*Prompt*:
Restate word for word the lines of the material below, from the line with "Closes #675" to the line with "For example: http://localhost:5173/tree/android/android-mainline", both lines included, and no others.

*Records provided*:
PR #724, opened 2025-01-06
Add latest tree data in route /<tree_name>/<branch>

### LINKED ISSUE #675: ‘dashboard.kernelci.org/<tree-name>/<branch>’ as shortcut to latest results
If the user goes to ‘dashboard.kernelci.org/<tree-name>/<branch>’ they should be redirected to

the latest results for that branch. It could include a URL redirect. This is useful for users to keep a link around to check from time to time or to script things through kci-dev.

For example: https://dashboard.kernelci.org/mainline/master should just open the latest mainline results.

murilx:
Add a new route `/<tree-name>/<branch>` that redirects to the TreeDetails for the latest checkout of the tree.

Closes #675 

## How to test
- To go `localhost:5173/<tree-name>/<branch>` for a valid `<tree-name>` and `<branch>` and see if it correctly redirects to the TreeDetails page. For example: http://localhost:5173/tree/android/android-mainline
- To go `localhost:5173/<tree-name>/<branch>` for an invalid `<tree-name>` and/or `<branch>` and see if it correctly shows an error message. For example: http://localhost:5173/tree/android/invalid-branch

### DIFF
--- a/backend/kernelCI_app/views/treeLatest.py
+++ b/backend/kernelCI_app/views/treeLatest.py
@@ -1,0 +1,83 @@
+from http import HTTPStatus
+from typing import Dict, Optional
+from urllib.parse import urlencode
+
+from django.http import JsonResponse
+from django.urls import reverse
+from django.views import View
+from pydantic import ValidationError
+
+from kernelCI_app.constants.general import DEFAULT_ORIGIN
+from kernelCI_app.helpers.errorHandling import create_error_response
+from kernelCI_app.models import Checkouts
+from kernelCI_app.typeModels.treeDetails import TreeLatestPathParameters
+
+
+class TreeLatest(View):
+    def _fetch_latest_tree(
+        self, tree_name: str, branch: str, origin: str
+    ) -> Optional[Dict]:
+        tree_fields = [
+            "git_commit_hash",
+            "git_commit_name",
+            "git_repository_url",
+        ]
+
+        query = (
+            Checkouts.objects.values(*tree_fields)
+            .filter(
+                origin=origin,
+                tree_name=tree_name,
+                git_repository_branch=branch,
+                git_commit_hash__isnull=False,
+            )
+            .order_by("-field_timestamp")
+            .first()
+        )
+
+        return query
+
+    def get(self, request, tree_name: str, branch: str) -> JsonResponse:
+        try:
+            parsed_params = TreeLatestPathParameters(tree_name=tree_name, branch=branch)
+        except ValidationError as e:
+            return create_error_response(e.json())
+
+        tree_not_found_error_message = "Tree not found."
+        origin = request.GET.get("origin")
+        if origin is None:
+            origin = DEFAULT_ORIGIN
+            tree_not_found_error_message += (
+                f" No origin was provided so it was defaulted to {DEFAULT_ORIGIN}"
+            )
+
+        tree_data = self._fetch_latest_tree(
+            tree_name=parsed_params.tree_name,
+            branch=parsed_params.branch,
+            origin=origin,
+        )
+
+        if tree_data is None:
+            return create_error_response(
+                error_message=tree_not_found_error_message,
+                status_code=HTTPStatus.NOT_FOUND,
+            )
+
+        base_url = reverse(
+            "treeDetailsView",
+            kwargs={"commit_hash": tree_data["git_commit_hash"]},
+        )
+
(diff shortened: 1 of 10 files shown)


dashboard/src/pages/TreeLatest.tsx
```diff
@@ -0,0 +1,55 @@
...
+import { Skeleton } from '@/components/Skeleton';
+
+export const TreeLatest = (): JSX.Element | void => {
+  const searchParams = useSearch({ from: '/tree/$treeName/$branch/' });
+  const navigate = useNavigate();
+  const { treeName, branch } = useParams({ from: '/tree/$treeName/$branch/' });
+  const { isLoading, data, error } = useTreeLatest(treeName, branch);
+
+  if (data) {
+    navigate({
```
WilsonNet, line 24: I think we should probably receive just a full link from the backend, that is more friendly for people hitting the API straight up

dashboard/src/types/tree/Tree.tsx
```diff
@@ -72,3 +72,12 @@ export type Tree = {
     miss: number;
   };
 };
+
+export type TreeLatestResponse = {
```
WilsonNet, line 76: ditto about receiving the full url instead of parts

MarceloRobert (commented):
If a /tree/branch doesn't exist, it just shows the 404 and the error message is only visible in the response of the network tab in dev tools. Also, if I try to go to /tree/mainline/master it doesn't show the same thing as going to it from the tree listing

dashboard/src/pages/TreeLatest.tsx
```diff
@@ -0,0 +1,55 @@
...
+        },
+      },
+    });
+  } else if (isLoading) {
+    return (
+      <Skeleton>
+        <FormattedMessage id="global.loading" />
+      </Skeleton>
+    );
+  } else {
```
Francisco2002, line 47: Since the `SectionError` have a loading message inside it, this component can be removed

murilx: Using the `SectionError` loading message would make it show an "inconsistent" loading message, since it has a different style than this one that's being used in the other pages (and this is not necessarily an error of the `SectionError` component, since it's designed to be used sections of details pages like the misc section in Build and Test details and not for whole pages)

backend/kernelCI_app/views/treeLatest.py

==

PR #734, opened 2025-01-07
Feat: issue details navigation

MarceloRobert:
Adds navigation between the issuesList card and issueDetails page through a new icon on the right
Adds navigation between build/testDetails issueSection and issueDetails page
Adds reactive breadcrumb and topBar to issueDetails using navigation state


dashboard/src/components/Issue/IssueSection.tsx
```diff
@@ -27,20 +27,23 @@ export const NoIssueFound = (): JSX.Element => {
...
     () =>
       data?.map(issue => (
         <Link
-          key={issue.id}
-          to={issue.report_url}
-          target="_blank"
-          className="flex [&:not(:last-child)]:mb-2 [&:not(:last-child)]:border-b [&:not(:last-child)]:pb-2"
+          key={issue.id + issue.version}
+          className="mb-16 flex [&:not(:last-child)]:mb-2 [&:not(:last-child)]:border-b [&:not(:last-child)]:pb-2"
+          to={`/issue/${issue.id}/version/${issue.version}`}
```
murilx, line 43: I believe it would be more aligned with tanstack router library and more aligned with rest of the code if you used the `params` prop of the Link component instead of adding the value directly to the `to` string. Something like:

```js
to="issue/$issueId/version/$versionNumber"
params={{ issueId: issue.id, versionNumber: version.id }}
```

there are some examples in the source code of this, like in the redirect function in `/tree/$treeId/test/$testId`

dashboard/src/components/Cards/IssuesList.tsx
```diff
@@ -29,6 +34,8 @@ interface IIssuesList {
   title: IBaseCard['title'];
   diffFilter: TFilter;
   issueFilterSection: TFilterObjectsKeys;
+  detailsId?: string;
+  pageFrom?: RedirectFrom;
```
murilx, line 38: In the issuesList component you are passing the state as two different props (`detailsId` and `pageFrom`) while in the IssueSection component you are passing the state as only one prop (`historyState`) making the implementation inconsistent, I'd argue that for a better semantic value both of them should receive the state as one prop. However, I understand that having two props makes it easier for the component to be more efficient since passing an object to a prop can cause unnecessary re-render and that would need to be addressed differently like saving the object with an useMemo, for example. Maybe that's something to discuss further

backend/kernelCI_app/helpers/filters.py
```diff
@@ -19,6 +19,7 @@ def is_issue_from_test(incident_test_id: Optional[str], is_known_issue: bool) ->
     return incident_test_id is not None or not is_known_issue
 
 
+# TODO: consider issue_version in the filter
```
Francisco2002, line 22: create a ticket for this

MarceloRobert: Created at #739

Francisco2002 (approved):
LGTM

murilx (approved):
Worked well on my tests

*Completed exercise*:
Closes #675 

## How to test
- To go `localhost:5173/<tree-name>/<branch>` for a valid `<tree-name>` and `<branch>` and see if it correctly redirects to the TreeDetails page. For example: http://localhost:5173/tree/android/android-mainline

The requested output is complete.